Instructions for the task: Sift the listing for lines that hold the string "makedepends" and pull them out.

── Exercise inputs ──

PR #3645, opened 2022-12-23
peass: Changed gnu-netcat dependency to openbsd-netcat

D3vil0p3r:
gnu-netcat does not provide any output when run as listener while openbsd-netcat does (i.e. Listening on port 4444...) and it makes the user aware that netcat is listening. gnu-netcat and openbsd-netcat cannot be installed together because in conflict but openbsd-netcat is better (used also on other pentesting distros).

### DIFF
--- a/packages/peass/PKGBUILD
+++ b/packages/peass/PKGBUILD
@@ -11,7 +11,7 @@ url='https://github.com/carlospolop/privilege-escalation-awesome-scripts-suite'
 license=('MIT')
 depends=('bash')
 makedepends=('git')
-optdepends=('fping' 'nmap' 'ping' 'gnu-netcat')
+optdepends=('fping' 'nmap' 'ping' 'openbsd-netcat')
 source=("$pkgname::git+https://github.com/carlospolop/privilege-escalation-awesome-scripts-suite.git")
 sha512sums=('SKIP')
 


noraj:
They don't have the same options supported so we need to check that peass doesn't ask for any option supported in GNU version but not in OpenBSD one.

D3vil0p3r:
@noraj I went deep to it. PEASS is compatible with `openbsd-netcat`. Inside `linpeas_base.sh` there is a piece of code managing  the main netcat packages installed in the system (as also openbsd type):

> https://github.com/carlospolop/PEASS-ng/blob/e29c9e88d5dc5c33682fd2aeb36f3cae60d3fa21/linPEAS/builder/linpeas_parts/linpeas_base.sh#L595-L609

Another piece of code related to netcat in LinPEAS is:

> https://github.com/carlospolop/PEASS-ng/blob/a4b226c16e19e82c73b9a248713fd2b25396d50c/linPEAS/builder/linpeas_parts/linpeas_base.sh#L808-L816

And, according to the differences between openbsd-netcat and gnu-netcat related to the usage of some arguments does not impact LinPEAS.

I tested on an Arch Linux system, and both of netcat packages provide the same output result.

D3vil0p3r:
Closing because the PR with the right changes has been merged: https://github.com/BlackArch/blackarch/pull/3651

───
── Exercise inputs ──

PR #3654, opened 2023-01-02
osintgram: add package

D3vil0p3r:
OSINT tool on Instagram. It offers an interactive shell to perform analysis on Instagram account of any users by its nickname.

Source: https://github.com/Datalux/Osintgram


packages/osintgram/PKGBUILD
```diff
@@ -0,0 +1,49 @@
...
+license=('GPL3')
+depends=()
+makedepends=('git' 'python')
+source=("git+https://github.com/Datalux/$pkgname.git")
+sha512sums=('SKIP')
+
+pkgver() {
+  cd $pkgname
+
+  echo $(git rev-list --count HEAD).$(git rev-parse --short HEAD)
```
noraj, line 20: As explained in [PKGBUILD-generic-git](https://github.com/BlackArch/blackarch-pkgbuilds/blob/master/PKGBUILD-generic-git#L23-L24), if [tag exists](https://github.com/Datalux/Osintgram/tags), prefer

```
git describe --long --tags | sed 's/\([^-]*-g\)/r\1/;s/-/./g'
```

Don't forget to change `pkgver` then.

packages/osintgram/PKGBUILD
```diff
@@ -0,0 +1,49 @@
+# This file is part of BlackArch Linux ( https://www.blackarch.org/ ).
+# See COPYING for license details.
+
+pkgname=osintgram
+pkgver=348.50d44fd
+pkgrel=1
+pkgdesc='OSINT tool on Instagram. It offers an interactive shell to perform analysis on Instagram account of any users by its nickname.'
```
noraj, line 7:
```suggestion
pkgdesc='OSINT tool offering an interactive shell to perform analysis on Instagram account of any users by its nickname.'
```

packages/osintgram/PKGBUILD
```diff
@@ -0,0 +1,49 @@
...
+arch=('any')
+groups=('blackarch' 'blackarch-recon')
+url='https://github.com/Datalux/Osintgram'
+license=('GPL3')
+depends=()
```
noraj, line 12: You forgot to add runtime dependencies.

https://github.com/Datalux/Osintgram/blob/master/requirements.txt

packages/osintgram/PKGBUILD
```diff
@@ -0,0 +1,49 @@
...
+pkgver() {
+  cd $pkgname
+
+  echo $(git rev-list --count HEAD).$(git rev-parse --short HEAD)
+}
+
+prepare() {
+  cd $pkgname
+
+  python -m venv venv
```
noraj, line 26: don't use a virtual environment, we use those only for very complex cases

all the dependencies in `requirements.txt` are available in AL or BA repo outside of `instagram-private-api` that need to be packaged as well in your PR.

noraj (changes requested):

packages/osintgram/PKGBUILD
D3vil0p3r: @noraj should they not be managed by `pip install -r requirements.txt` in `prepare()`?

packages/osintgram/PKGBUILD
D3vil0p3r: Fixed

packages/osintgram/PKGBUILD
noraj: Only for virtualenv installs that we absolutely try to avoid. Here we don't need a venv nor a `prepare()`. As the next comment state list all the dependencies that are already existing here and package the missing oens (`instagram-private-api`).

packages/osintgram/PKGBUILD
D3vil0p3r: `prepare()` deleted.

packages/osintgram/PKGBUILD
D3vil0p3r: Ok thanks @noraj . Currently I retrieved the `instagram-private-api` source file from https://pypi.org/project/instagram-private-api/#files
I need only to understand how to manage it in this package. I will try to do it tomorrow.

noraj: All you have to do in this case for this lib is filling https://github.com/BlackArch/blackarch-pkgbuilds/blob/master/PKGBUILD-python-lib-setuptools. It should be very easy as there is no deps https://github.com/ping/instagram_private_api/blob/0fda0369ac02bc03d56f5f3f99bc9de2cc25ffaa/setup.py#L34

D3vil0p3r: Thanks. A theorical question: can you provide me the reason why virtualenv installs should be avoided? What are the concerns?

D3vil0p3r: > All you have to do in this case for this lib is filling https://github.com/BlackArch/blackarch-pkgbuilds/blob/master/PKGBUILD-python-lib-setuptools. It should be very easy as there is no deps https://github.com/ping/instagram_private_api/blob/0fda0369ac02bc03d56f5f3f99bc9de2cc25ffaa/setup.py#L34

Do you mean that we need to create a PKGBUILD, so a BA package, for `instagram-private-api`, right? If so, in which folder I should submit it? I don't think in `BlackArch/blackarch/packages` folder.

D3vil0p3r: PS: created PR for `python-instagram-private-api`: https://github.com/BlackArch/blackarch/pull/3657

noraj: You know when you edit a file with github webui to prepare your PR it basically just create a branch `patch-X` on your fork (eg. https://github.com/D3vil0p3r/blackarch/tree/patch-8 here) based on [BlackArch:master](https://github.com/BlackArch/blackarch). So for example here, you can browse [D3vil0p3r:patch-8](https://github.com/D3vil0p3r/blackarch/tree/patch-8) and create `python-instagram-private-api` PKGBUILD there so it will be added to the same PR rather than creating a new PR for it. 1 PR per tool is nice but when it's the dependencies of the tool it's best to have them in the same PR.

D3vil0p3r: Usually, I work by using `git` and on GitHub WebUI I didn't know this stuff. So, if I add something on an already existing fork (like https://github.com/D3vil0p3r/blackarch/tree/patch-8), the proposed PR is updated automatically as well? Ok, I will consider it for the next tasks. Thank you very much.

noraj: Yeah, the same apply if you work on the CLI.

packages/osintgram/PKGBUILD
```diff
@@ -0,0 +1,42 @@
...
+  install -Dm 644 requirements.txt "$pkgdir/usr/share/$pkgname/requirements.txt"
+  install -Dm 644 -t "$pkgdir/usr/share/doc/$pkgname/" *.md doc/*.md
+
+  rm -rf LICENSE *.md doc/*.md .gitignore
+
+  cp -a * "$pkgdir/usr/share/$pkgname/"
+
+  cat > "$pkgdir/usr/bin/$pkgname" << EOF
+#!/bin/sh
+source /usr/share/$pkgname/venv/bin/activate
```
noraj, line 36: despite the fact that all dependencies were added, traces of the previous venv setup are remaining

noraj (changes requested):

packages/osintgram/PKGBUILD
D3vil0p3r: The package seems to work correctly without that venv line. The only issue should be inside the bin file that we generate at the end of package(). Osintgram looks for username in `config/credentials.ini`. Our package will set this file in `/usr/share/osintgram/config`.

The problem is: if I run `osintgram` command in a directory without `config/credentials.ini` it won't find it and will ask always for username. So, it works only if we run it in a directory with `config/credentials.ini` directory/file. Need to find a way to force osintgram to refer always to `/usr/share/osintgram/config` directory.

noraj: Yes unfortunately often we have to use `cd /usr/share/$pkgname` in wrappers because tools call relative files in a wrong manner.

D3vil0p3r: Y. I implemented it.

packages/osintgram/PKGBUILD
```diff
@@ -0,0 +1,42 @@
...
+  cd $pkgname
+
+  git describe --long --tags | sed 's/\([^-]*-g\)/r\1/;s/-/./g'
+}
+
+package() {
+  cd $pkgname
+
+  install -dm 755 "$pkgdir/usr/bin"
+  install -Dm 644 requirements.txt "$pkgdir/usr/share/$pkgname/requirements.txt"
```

───

Response to the exercise:
 makedepends=('git')
+makedepends=('git' 'python')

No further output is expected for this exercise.